Previously, an advanced monitoring scheme using Grafana, Influxdb and Telegraf was used at the dashboards_with_docker(37). As of 04/2021, this ceased to work due to errors in the Influxdb database: It would fail to start and reject all attempts to send data with 401 Unauthorized errors.

The issue might have been caused by submitting a lot of metrics while creating the backup tool comparison backup_tests_borg_bupstash_kopia(37), but the actual reasons can only be speculated about.

The advanced monitoring scheme had been under testing for some time, but was still lacking some checks like MDADM array health. Given the failure of the Influxdb, three ideas came to mind:

  • Try to reset the Influxdb and re-start the advanced monitoring using an empty database. It seemed that chosing this option would sooner or later cause problems again given that the cause for the database failure had not been identified.
  • Switch from Influxdb+Telegraf to Prometheus+Node Exporter. This is a very viable choice but was not pursued due to the high amount of work needed to reconfigure all machines (TLS woes again!) and the re-create all Dashboards for the different data supplied by Node Exporter. It still seems like a good exercise to do this some day, but for now it seemed too much.
  • Use less complicated (smaller, fewer) software. There are many tools dedicated to monitoring and they often solve a lot of the problems associated with the “selfmade” solutions out of the box. Especially, following this way, it seemed possible to fix some of the old issues regarding the existent monitoring that turned out to be difficult in the past.

Hence, the search for an alternative monitoring program began.

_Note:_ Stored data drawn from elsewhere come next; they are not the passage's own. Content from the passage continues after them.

PR #31, opened 2025-04-30
Initial uplink implementation

pubmodmatt:
Add the ability to load Persisted Queries from GraphOS through Uplink.

Changes:

* Replace `rover-copy` (based on Rover code) with `mcp-apollo-registry` (based on Apollo Router code). This doesn't support the Relay format, so only the Apollo PQ manifest format will be supported going forward. This aligns the MCP Server with Apollo Router's PQ support, and adds the ability to use Uplink and hot reloading (both for changes from Uplink or changes to a local manifest file).
  * The router code is currently duplicated in `mcp-apollo-registry` to move quickly, but in the future will need to be refactored into a common crate shared with router. The code is mostly the same, but has some minor improvements, such as the use of `secrecy` for API keys, and support for external change notifications.
* Adds [MCP tool change notifications](https://modelcontextprotocol.io/specification/2025-03-26/server/tools#list-changed-notification) when PQ changes are detected. Support for this varies widely depending on the MCP client, and the Rust SDK support is not yet perfect, but these events work with MCP Inspector.
* Persisted Queries are now actually executed as Persisted Queries, using the sha256Hash. Ensure that you have persisted queries enabled in the router behind the endpoint. If you use client names, ensure that you configure the MCP server to send that client name in the appropriate header using the `--header` option.
* Adds a log header for the MCP Server at the INFO level, which includes the version and license.
* Adds ANSI color to log output.

Example of PQ changes being picked up by the MCP Server, and sending tool change notifications in response:

```console
2025-04-30T18:18:04.995069Z  INFO mcp_apollo_registry::uplink::persisted_queries::manifest_poller: Loaded 3 persisted queries.
2025-04-30T18:18:04.995359Z  INFO mcp_apollo_registry::uplink::persisted_queries::manifest_poller: persisted query manifest successfully updated (3 operations total)
2025-04-30T18:18:04.995502Z  INFO mcp_apollo_server::server: Persisted query manifest changed, notifying 1 peers of tool change
```

And in MCP Inspector:

```json
{
  "method": "notifications/tools/list_changed"
}
```

### DIFF
--- a/crates/mcp-apollo-server/src/server.rs
+++ b/crates/mcp-apollo-server/src/server.rs
@@ -124,7 +124,7 @@ impl Server {
             }
         }
 
-        let execute_tool = introspection.then(|| Execute::new());
+        let execute_tool = introspection.then(Execute::new);
         let get_schema_tool = introspection.then(|| GetSchema::new(schema.clone()));
 
         let peers = Arc::new(RwLock::new(vec![]));
@@ -162,32 +162,20 @@ impl Server {
                 for peer in peers.iter() {
                     match peer.notify_tool_list_changed().await {
                         Ok(_) => retained_peers.push(peer.clone()),
-                        Err(e) => {
-                            match e {
-                                ServiceError::Transport(e) => {
-                                    if let Some(error_data) = e.get_ref() {
-                                        if error_data.to_string() == *"disconnected" {
-                                            // TODO: this always gets a "disconnected" error due to a bug in the SDK, but it actually works
-                                            retained_peers.push(peer.clone());
-                                        } else {
-                                            error!(
-                                                "Failed to notify peer of tool list change: {:?} - dropping peer",
-                                                error_data
-                                            );
-                                        }
-                                    } else {
-                                        error!(
-                                            "Failed to notify peer of tool list change: {:?}",
-                                            e
-                                        );
-                                        retained_peers.push(peer.clone());
-                                    }
-                                }
-                                _ => {
-                                    error!("Failed to notify peer of tool list change {:?}", e);
-                                    retained_peers.push(peer.clone());
-                                }
+                        Err(ServiceError::Transport(e)) if e.get_ref().is_some() => {
+                            if e.to_string() == *"disconnected" {
+                                // TODO: this always gets a "disconnected" error due to a bug in the SDK, but it actually works
+                                retained_peers.push(peer.clone());
+                            } else {
+                                error!(
+                                    "Failed to notify peer of tool list change: {:?} - dropping peer",
+                                    e
+                                );
                             }
+                        }
+                        Err(e) => {
+                            error!("Failed to notify peer of tool list change {:?}", e);
+                            retained_peers.push(peer.clone());
                         }
                     }
                 }


crates/mcp-apollo-registry/Cargo.toml
```diff
@@ -0,0 +1,27 @@
...
+reqwest = { version = "0.12.15", features = ["json", "gzip"] }
+secrecy = "0.10.3"
+serde = { version = "1.0", features = ["derive"] }
+serde_json = "1.0"
+thiserror = "2.0.12"
+tokio = { version = "1.0", features = ["fs", "sync", "time", "rt-multi-thread", "macros"] }
+tokio-stream = "0.1"
+tower = "0.5.2"
+tracing = "0.1"
+url = "2.4"
```
nicholascioli: Some of these are in the root workspace.

crates/mcp-apollo-server/src/main.rs
```diff
@@ -65,33 +67,27 @@ struct Args {
...
 struct ManifestArgs {
-    /// The path to the manifest containing operations to publish.
+    /// The path to the persisted query manifest containing operations.
     #[arg(long, required = false)]
     manifest: PathBuf,
-
-    /// The format of the manifest file.
-    #[arg(long, value_enum, default_value_t = PersistedQueriesManifestFormat::Apollo)]
-    manifest_format: PersistedQueriesManifestFormat,
 }
```
nicholascioli: You could probably get rid of this and just have the top level args struct have this field now that we don't need the format to be paired with the manifest.

crates/mcp-apollo-server/src/server.rs
```diff
@@ -85,22 +124,101 @@ impl Server {
             }
         }
 
+        let execute_tool = if introspection {
+            Some(Execute::new())
+        } else {
+            None
+        };
```
nicholascioli:
```suggestion
        let execute_tool = introspection.then(|| Execute::new());
```

crates/mcp-apollo-server/src/server.rs
```diff
@@ -85,22 +124,101 @@ impl Server {
...
+        let get_schema_tool = if introspection {
+            Some(GetSchema::new(schema.clone()))
+        } else {
+            None
+        };
```
nicholascioli:
```suggestion
        let get_schema_tool = introspection.then(|| GetSchema::new(schema.clone()));
```

crates/mcp-apollo-server/src/server.rs
```diff
@@ -85,22 +124,101 @@ impl Server {
...
+                                        );
+                                        retained_peers.push(peer.clone());
+                                    }
+                                }
+                                _ => {
+                                    error!("Failed to notify peer of tool list change {:?}", e);
+                                    retained_peers.push(peer.clone());
+                                }
+                            }
+                        }
```
nicholascioli: Not sure if this makes it more legible, but you could probably do the following:

```suggestion
                    match peer.notify_tool_list_changed().await {
                        Ok(_) => retained_peers.push(peer.clone()),
                        Err(ServiceError::Transport(e)) if e.get_ref().is_some() => {
                            if e.to_string() == *"disconnected" {
                                // TODO: this always gets a "disconnected" error due to a bug in the SDK, but it actually works
                                retained_peers.push(peer.clone());
                            } else {
                                error!(
                                    "Failed to notify peer of tool list change: {:?} - dropping peer",
                                    e
                                );
                            }
                        }
                        Err(other) => {
                            error!("Failed to notify peer of tool list change {:?}", other);
                            retained_peers.push(peer.clone());
                        }
                    }
```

A Variety of less complicated Monitoring Programs for Linux

This section collects all the canditates considered for monitoring that were not used for the purpose in the end. It serves as a reference should there be need to reconstruct the monitoring again :)


Links:, Debian package atop

Atop screenshot with 100% CPU load caused by a Java process

Atop is one of my favourite live monitoring tools for console usage on Linux. Atop displays the activity on a system in a seemingly intimidating text-based fashion squeezing as much information on the screen as possible.

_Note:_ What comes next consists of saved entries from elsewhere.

PR #763, opened 2019-12-16
Input Error and Tooltip Accessibility

knicklabs:
*[HSDS-114](https://helpscout.atlassian.net/browse/HSDS-114)*

This update improves the accessibility of errors on the Input component as well as generally improves the accessibility of the Tooltip component.

The Tooltip component was updated to:

1. When the Tooltip is set to open on hover and close on mouse leave, the Tooltip will also open on focus and close on blur.
2. When the Tooltip is set to open on click and close on click, the Tooltip will also open on enter press and close on enter press. Clicking or blurring will also close an open Tooltip.

Try the Tooltip story [https://deploy-preview-763--hsds-react.netlify.com/?path=/story/tooltip--default](https://deploy-preview-763--hsds-react.netlify.com/?path=/story/tooltip--default) and change the knob configurations to see the impact the various settings have.

Also try the Input (state:error) story [https://deploy-preview-763--hsds-react.netlify.com/?path=/story/input--state-error](https://deploy-preview-763--hsds-react.netlify.com/).

Finally, try the Input (suffix) story [https://deploy-preview-763--hsds-react.netlify.com/?path=/story/input--suffix](https://deploy-preview-763--hsds-react.netlify.com/?path=/story/input--suffix)

Note: Because we are making pop accessibility, popover also inherits these same features that tooltip is inheriting. I updated the popover story to demo it as well.

https://deploy-preview-763--hsds-react.netlify.com/?path=/story/popover--default

### DIFF
--- a/package-lock.json
+++ b/package-lock.json
@@ -1,6 +1,6 @@
 {
   "name": "@helpscout/hsds-react",
-  "version": "2.76.0",
+  "version": "2.76.1-1",
   "lockfileVersion": 1,
   "requires": true,
   "dependencies": {
--- a/package-lock.json
+++ b/package-lock.json
@@ -1,6 +1,6 @@
 {
   "name": "@helpscout/hsds-react",
-  "version": "2.76.1-2",
+  "version": "2.76.1",
   "lockfileVersion": 1,
   "requires": true,
   "dependencies": {
--- a/package-lock.json
+++ b/package-lock.json
@@ -1,6 +1,6 @@
 {
   "name": "@helpscout/hsds-react",
-  "version": "2.76.1-1",
+  "version": "2.76.1-2",
   "lockfileVersion": 1,
   "requires": true,
   "dependencies": {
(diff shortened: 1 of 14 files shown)


knicklabs:
@nikkiathelpscout In addition to the accessibility improvements, I've fixed the Input so that the error icon is displayed to the left of the suffix.

We provide a suffix to be rendered, so I was thinking we should rely on the user to handle providing the suffix with an error state as necessary. 

Unfortunately, I couldn't recreate your mockup with what we have. The secondary button has no error state. Furthermore, the disabled state of the button does not use the "not allowed" icon.

Do you think we should make further changes to the Button V2 in HSDS or should we handle these with custom styles in-app? 

See: http://c.hlp.sc/913a80149b5e

knicklabs:
WIP label on this as I'm discussing some visual changes with Nikki.

knicklabs:
@Charca I tagged you for review as I know you are using this in Beacon. Want to make sure this change isn't going to adversely impact you in anyway. The goal here is to make errors on inputs accessible.

knicklabs:
I carded up the Button focus issue here https://helpscout.atlassian.net/browse/HSDS-119

PR #764, opened 2019-12-17
Reaction Emoticons update

tinkertrain:
The reactions (happy/sad) emoticons have been updated by Jared:
screenshot

This PR updates the emoticons inside HSDS React.

While doing so, I noticed that we have `<Emoticon />` and `<RateAction />` components and their intended functionality was a bit mixed, specifically some stuff was on Emoticon that should have been on RateAction.

So I refactored both components so that:

- `Emoticon` is like `Icon`, but for svgs that have more than one colour (so shades do not apply for example)
- `RateAction` uses `Emoticon` under the hood, as before, but it takes care of the animation and interactions
- `RateAction`: added the "okay" animation
- `RateAction`: added all 3 sizes
- `RateAction`: I noticed that keyboard usage (tabbing in and out) of the action was weird: focusing on the action button would automatically select it, likewise blurring would deselect it, this behaviour is not a normal behaviour for a button. I fixed this by only selecting an action on click/enter, and having the styles adjusted for focus/blur.
- Removed TypeScript on both
- Added `prop-types`
- Uses JSDocs where appropriate
- Restructured folders to recently adopted pattern
- Added new stories for both
- Updated docs
- Maintains backwards compatibility
- Removes 'propConnect' from both

## Test

📚 [Emoticons](https://deploy-preview-764--hsds-react.netlify.com/?path=/story/emoticon--default)
📚 [RateAction](https://deploy-preview-764--hsds-react.netlify.com/?path=/story/rateaction--active)

🧪 On RateAction, try to use the dropdown I provided, this tests that the buttons are able to update from external props.
🧪 Also, use `tab` and `enter` to try the actions

### Emoticons
All

### RateAction

Reactions


src/components/Emoticon/Emoticon.js
```diff
@@ -0,0 +1,105 @@
...
+          className="c-Emoticon__icon"
+          dangerouslySetInnerHTML={src}
+          title={title}
+        />
+      </EmoticonUI>
+    )
+  }
+}
+
+Emoticon.propTypes = {
```
plbabin: any particular reason why the propTypes declaration is not inside the component?

src/components/RateAction/RateAction.css.js
```diff
@@ -0,0 +1,186 @@
...
+import { reactionEmoticonsColours } from '../Emoticon/Emoticon.css'
+
+export const config = {
+  size: {
+    default: '28px',
+    lg: '28px',
+    md: '24px',
+    sm: '20px',
+  },
+  boxShadowColor: '193, 203, 212', // grey.600
```
plbabin: there is a rgba function in the color utils. I think you could used that to keep rbg color out

it works like the sass method from what I recall `rgba(color, opacity)`

src/components/RateAction/RateAction.js
```diff
@@ -1,41 +1,21 @@
 import * as React from 'react'
```
plbabin: it feels good to cleanup the code right? 🥇

src/components/Emoticon/Emoticon.css.js
```diff
@@ -0,0 +1,81 @@
...
+  },
+  on: {
+    face: '#2E2D2E',
+    head: {
+      happy: '#FFDA6A',
+      okay: '#D2D2D2',
+      sad: '#BDD6FF',
+    },
+  },
+}
```
knicklabs: I see you are using colours outside of our palette here, except #A5B2BD which happens to be grey.800. I do wonder, if we should leave a comment here that we are using custom colours so no one comes along like I just did to check them against our color palette thinking we should have used getColor here to select these values from our palette. Thoughts?

jaredmcdaniel:
@plbabin not sure i follow your comment on the focus state issue? You dont think the green border is clear?

plbabin:
> @plbabin not sure i follow your comment on the focus state issue? You dont think the green border is clear?

green border is for the selected state. I thought the focus was only increasing the size, but it is the size, color and animation. I am fine with that https://c.hlp.sc/4guxJje2. 

Disregard my comment 😄

jaredmcdaniel:
@plbabin You're right ... my bad. But yea, think we're okay there. 👍

PR #766, opened 2020-01-08
Tweak copy button styles

tjbo:
This updates the copy button styles for HSAPP-995

### DIFF
--- a/src/components/CopyButton/CopyButton.tsx
+++ b/src/components/CopyButton/CopyButton.tsx
@@ -15,7 +15,6 @@ export interface Props {
   canRenderFocus: boolean
   children?: any
   className?: string
-  icon: string
   kind: string
   onClick: (event: Event) => void
   onReset: () => void
@@ -31,8 +30,6 @@ export interface State {
 class CopyButton extends React.PureComponent<Props, State> {
   static defaultProps = {
     canRenderFocus: false,
-    icon: 'copy',
-    iconShade: 'faint',
     onClick: noop,
     onReset: noop,
     kind: 'tertiary',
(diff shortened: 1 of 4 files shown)


tjbo:
@digitaldesigner , I enjoy your prototypes, I really do. 👍  

They just confuse the heck out of me, when combined with the mock ups in Figma and also HSDS-React (being different and having 10 options for something that we only use one version of and probably needs 0 options, but that's a different story). 🙃 

https://c.hlp.sc/4bdf269b9a0a

Hopefully you can help me get to the bottom of this, I've pushed the first commit and we can figure it out from here:

#1 - copy button hover color, is that new, should it apply to the ButtonV2 component default state as well, ie all Buttons with default state in HSAPP, or just specific to this component?

#2 - background color of input, to disable or not to disable?

#3 - focus border color, to use or not to use?

digitaldesigner:
Okay, I've confused you with my prototypes — that's my bad. So for the interactions, ignore the prototype completely, this is the reference: https://www.figma.com/file/WM0YJJK0Zbbby2Eu2domSC/Forms-Encapsulated-Buttons?node-id=1%3A302

So in summary, you're basically done — light blue background is the intended hover. Also if you could make the top-left and bottom-left have no rounded corners, that'd be great too (https://c.hlp.sc/o0uQRvB4)

tjbo:
@digitaldesigner , thanks for clearing up the confusion:

Updated here:
http://c.hlp.sc/c40462458553

And it updates the hover color for this one too (but not border radius):
http://c.hlp.sc/e56e1f0fa7b8

src/components/CopyButton/CopyButton.tsx
```diff
@@ -87,36 +84,19 @@ class CopyButton extends React.PureComponent<Props, State> {
     this.props.onClick(event)
   }
 
-  isIconOnly = () => {
```
tjbo: I removed some of this stuff as we only have one version of this button that we use everywhere.

src/components/CopyInput/CopyInput.tsx
```diff
@@ -68,6 +68,7 @@ class CopyInput extends React.PureComponent<Props> {
             onClick={this.handleCopyClick.bind(this)}
             size="lg"
             isLast
+            style={{ borderTopLeftRadius: 0, borderBottomLeftRadius: 0 }}
```
tjbo: These radii are only used in the Input, not in the TextArea version.

PR #767, opened 2020-01-09
Tweak page card bottom margin

tjbo:
Change bottom margin on page card to 20px. This is a global change.


tjbo:
Looks like this:
http://c.hlp.sc/16695c7a772a

PR #769, opened 2020-01-14
Removing Props Provider

plbabin:
This is happening! This update remove entirely Props Provider from HSDS react.

# Why

Long story short, Props Provider was a way to update props within a react context like API. It was meant to pass a value to a children to overwrite the actual component props value.

In theory it was amazing, in practice it was complex to maintain and implement. Sometime a prop was overwritten without really knowing where it was coming from, creating some confusion in the behavior of the component. And then sometime just implementing a new component with all the boilerplate to make them work was too much hassle for little gain.

Last point was performance wise. Since we allowed all components to be overwritten, it meant that all components was wrapped with a context API polyfill, create a huge component tree for again, little gain.

It was time to modernize the stack

# How
But, `I do want to modify some component without passing a prop` you asked! It's still possible, but in a limited manner. Instead of having all components updatable, we expose only the one that would really need to be update from outside HSDS. 

For example, you could need to make sure Tooltip has a z-index different everywhere in the app:

```javascript
import Tooltip, {TooltipContext} from './Tooltip'

<TooltipContext.Provider value={{zIndex: 100}}>
  {application}
</TooltipContext.Provider>
```

For internal usage, we could need to pass information down to children for some components. For example, TagList would need to pass down the `isRemovable` to all Tag children. Each `Tag` component use the TagListContext that will pull the `isRemovable` value.

Everytime we need to pass down information to unknown children, we will leverage and expose a react context (TagList, Modal, Card, Page etc).

# How does it impact me as a developer?

Primo, if your app is using PropProvider you will have to refactor your components to either use the new Context.Provider from the component, or rethink about the whys you were overwritting the prop

Secondo, when creating a new HSDS component, you don't need to add and wrap a COMPONENT_KEY anymore with propConnect. Isn't that cool?

# What's else?
Since some component had to be refactor (as a functionnal component to use context and hooks), we remove TypeScript while being there. We'll remove entirely TypeScript in the near future, but we thought we might as well do it right now for those component


plbabin:
We need to create a testing plan but it will be for the full v3. 

We’ll need to update some stuff in both hs-app and beacon

Charca:
Late to the party, but great work on this @plbabin! Excited to take v3 for a spin!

Here are the reaons for this being my favorite:

  • The first nice thing about it: Any metric that is the current “bottleneck” is displayed in cyan (medium load) or red (high load). Unlike other tools, whose graphs one needs to study to digest to what the actual issue is, atop marks it right away.
  • Atop comes with atopsar: Running atop as a daemon generates compact binary reports that can be viewed with atopsar to check past states of the system.

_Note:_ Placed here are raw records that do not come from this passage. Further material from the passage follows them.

PR #773, opened 2020-01-24
Verification Code

tinkertrain:
New component!

https://www.figma.com/file/LM9TDdqD85RBXvz6EipJL6/Forms-Verification-Code?node-id=0%3A1

The verification code component is designed to be used for 2FA. The _feel_ of it is as if you are using a normal `<input />`, but the look is quite different.

For this component, some decisions of note I went with:
- Avoid usage of React State
- Make use of native browser functionality as much as possible (like using `<input />`) and some less known css features

Here's a video with more details that goes into how I went about it and why some things exist:

🎥 https://www.loom.com/share/a2a9e6aa44664445a3c922aa169daff2

## Todo
- [x] Complete test coverage
- [x] Documentation
- [x] Implement left and right arrow navigation (not in spec but I think it makes sense)

### DIFF
--- a/src/components/VerificationCode/VerificationCode.css.js
+++ b/src/components/VerificationCode/VerificationCode.css.js
@@ -1,5 +1,5 @@
 import styled from '../styled'
-import { getColor } from '../../styles/utilities/color'
+import { getColor, rgba } from '../../styles/utilities/color'
 import Icon from '../Icon'
 import Tooltip from '../Tooltip'
 
@@ -16,6 +16,8 @@ export const VerificationCodeFieldUI = styled('div')`
   border: 1px solid #c5ced6;
   border-radius: 3px;
   background-color: #fff;
+  box-shadow: 0 0 0 0 ${rgba(getColor('border'), 0)};
+  transition: box-shadow 100ms ease;
 
   *,
   *:before,
@@ -28,7 +30,7 @@ export const VerificationCodeFieldUI = styled('div')`
   }
 
   &:focus-within {
-    border: 2px solid ${getColor('blue.500')};
+    box-shadow: 0 0 0 2px ${getColor('blue.500')};
   }
 
   &.not-valid {
--- a/src/components/VerificationCode/VerificationCode.css.js
+++ b/src/components/VerificationCode/VerificationCode.css.js
@@ -33,7 +33,7 @@ export const VerificationCodeFieldUI = styled('div')`
   }
 `
 
-export const DigitInputUI = styled('div')`
+export const DigitInputWrapperUI = styled('div')`
   position: relative;
   margin: 0 15px 0 0;
 `
@@ -43,12 +43,12 @@ export const DigitMaskUI = styled('div')`
   top: 0;
   left: 0;
   width: 40px;
-  height: 35px;
-  padding: 0 0 5px 0;
+  height: 50px;
+  padding: 0 0 7px 0;
   font-family: -apple-system, BlinkMacSystemFont, 'Segoe UI', Helvetica, Arial,
     sans-serif, 'Apple Color Emoji', 'Segoe UI Emoji', 'Segoe UI Symbol';
   font-size: 35px;
-  line-height: 27px;
+  line-height: 41px;
   text-align: center;
   color: ${getColor('charcoal.700')};
   border-bottom: 2px solid #d5dce1;
@@ -56,13 +56,17 @@ export const DigitMaskUI = styled('div')`
   &::selection {
     background-color: #b2d7ff;
   }
+
+  &.hidden {
+    opacity: 0;
+  }
 `
 
-export const InputUI = styled('input')`
+export const DigitInputUI = styled('input')`
   position: relative;
   width: 40px;
-  height: 35px;
-  padding: 0 0 5px 0;
+  height: 50px;
+  padding: 0 0 7px 0;
   margin: 0;
   border: 0;
   border-bottom: 2px solid #d5dce1;
@@ -85,4 +89,11 @@ export const InputUI = styled('input')`
   &.hidden {
     opacity: 0;
   }
+`
+
+export const ClipboardPlaceholderUI = styled('textarea')`
+  position: absolute;
+  top: 0px;
+  left: 700px;
+  pointer-events: none;
 `
--- a/src/components/VerificationCode/VerificationCode.css.js
+++ b/src/components/VerificationCode/VerificationCode.css.js
@@ -1,5 +1,7 @@
 import styled from '../styled'
 import { getColor } from '../../styles/utilities/color'
+import Icon from '../Icon'
+import Tooltip from '../Tooltip'
 
 export const VerificationCodeFieldUI = styled('div')`
   box-sizing: border-box;
@@ -21,10 +23,6 @@ export const VerificationCodeFieldUI = styled('div')`
     box-sizing: inherit;
   }
 
-  div:last-child {
-    margin-right: 0;
-  }
-
   &:focus {
     outline: none;
   }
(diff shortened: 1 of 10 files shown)


jaredmcdaniel:
Awesome work @tinkertrain! Got some polish items for ya so let me know if you've got any feedback on the below:

1. Can we make it where clicking _anywhere_ inside the lg "input" shows the focus states? Right now, I have to click directly into that first digit input to see the focus.

focus

2. Can the focus style follow the same patten as the default inputs by using an outer box shadow and transition? Tougher to pick up on the transition in a gif, but you can see the box-shadow focus gives the appearance of a slightly larger border radius than above.

focus-2

3. Can you give me a `-webkit-font-smoothing: antialiased;` on the text?

4. When deleting, if the current input is empty, hitting delete should go to the previous input. However, if it is filled, hitting delete should first clear the field but maintain focus. Hitting delete a second time should thenmove it. Hopefully that makes sense. 😅

src/components/VerificationCode/VerificationCode.css.js
```diff
@@ -0,0 +1,119 @@
...
+  *:before,
+  *:after {
+    box-sizing: inherit;
+  }
+
+  &:focus {
+    outline: none;
+  }
+
+  &:focus-within {
```
cocoabythefire: this is awesome! i did not know about `focus-within`! It does look like this is not supported by IE though. Should make sure the component still looks/functions acceptably on IE.

tinkertrain: This is to be used in HS App if I'm not mistaken? We don't officially support IE there (https://docs.helpscout.com/article/1292-supported-browsers-and-system-requirements) only latest Edge, which happens to be the brand new chromium based one 🕺

And I would consider this as a "graceful degradation", so IE users still get an acceptable experience, but of course if there's a specific requirement for this component, pls let me know!

tinkertrain:
Thanks for the feedback @jaredmcdaniel!

I addressed all of it :), let me know your thoughts when you have a chance

jaredmcdaniel:
Looking great!! Last question ... possible to get the focus transition on the smaller digit input as well? I could be missing it, but seems like its only on the outer one right now.

tinkertrain:
> Looking great!! Last question ... possible to get the focus transition on the smaller digit input as well? I could be missing it, but seems like its only on the outer one right now.

Just added color change transition on focus 👍

src/components/VerificationCode/VerificationCode.css.js
```diff
@@ -0,0 +1,126 @@
...
+    border-color: transparent;
+    box-shadow: 0 0 0 2px ${getColor('blue.500')};
+  }
+
+  &.not-valid {
+    border-color: transparent;
+    box-shadow: 0 0 0 2px #f23459;
```
plbabin: should the color be from our palette?

Based on colorway red.400 is the closest color: 
```
Finding the closest HSDS-React color for "f23459"
red.400: #f45b55
```

cc @jaredmcdaniel

src/components/VerificationCode/VerificationCode.css.js
```diff
@@ -0,0 +1,126 @@
...
+`
+
+export const DigitMaskUI = styled('div')`
+  position: absolute;
+  top: 0;
+  left: 0;
+  width: 40px;
+  height: 50px;
+  padding: 0 0 7px 0;
+  font-family: -apple-system, BlinkMacSystemFont, 'Segoe UI', Helvetica, Arial,
```
plbabin: mental note to update that in v3 to use `--HSDSGlobalFontFamilyMono`

src/components/VerificationCode/VerificationCode.css.js
```diff
@@ -0,0 +1,126 @@
...
+    sans-serif, 'Apple Color Emoji', 'Segoe UI Emoji', 'Segoe UI Symbol';
+  font-size: 35px;
+  line-height: 41px;
+  text-align: center;
+  color: ${getColor('charcoal.700')};
+  border-bottom: 2px solid #d5dce1;
```
plbabin:
```
Finding the closest HSDS-React color for "d5dce1"
grey.500: #d6dde3
```
cc @jaredmcdaniel

src/components/VerificationCode/VerificationCode.css.js
```diff
@@ -0,0 +1,126 @@
...
+  -webkit-font-smoothing: antialiased;
+
+  &::selection {
+    background-color: #b2d7ff;
```
plbabin:
```
Finding the closest HSDS-React color for "b2d7ff"
indigo.300: #B2C8FB
```
cc @jaredmcdaniel

src/components/VerificationCode/VerificationCode.css.js
```diff
@@ -0,0 +1,126 @@
...
+`
+
+export const DigitInputUI = styled('input')`
+  position: relative;
+  width: 40px;
+  height: 50px;
+  padding: 0 0 7px 0;
+  margin: 0;
+  border: 0;
+  border-bottom: 2px solid #d5dce1;
```
plbabin: color using our palette

src/components/VerificationCode/VerificationCode.css.js
```diff
@@ -0,0 +1,126 @@
...
+`
+
+export const ValidIconUI = styled(Tooltip)`
+  position: absolute;
+  right: 8px;
+  top: calc(50% - 24px / 2);
+`
+
+export const IconUI = styled(Icon)`
+  color: #f23459;
```
plbabin:
```
Finding the closest HSDS-React color for "f23459"
red.400: #f45b55
```

src/components/VerificationCode/VerificationCode.js
```diff
@@ -0,0 +1,292 @@
...
+    e.target.select()
+  }
+
+  render() {
+    const { numberOfChars, isValid } = this.props
+
+    return (
+      <VerificationCodeFieldUI
+        className={this.getClassName()}
+        innerRef={this.setVerificationCodeFieldNode}
```
plbabin: will need to be rename to `ref` once it's merged in v3. 

innerRef will be use for our component (otherwise it creates some conflicts with react 🤷‍♂), and ref is the keyword needed when set on html node

Also we could declare the ref here with React.createRef(). Then you would not need the `setVerificationCodeFieldNode` method.

src/components/VerificationCode/VerificationCode.js
```diff
@@ -0,0 +1,292 @@
...
+        onPaste={this.handlePaste}
+        onKeyDown={this.handleKeyDown}
+        onMouseDown={this.handleMouseDown}
+      >
+        <ClipboardPlaceholderUI
+          readOnly={true}
+          tabIndex="-1"
+          innerRef={this.setClipboardPlaceholderNode}
```
plbabin: same comment as earlier with the `ref` and v3

src/components/VerificationCode/VerificationCode.css.js
cocoabythefire: ok sounds good. I'm fine with it if it works on latest edge!

tinkertrain:
> There is one bug in the External value story. If the field is cleared the first character is still present in the input:
> Screen Recording 2020-01-27 at 11 31 AM

Oh, thanks for reporting, in fact I wanted to use knobs, and I think they're fixed on the latest release, so I'll make a note to switch it to that when we update.

src/components/VerificationCode/VerificationCode.js
tinkertrain: Yes, I started using `ref` because I remembered, but then the console reminded _me_ that fancy does not support them so I switched them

Atop collects most important performance metrics and provides a means to view their history. There are still some reasons for why Atop is not the (only) monitoring tool of choice for unattended systems:

  • Atop does not have a web interface. This needs more setup on the viewing side. I was tempted to create some sort of periodically extracted report that would just convert the ANSI escape sequences to HTML, but I did not do it this time :)
  • Processing Atop's historic data is difficult: One can interactively do it with atopsar, but it is not straight-forward to extract periodic reports. For viewing larger time frames, diagrams would be helpful.

Here are some references about how one might boost Atop for monitoring purposes:

To conclude: Although I know this tool, although I like it very much, I did not set it up for monitoring this time as it has some rough edges for that use case.


Links:, Debian package glances

Glances screenshot with 100% CPU load and small window

Glances serves a similar purpose to Atop but is aimed at larger screen spaces. It does not monitor I/O as good as atop, but adds information on sensor readings and filesystem usages if enough screen space is available. Glances does not (by itself) offer a means to store and retrieve historic data.

In addition to its console-based live monitoring, Glances can send metrics to time-series databases, produce alerts and display its output on a web interface. This makes it a candidate for use in unattended monitoring scenarios, but the necessity of a time-series database for historic data would again complicate things too much.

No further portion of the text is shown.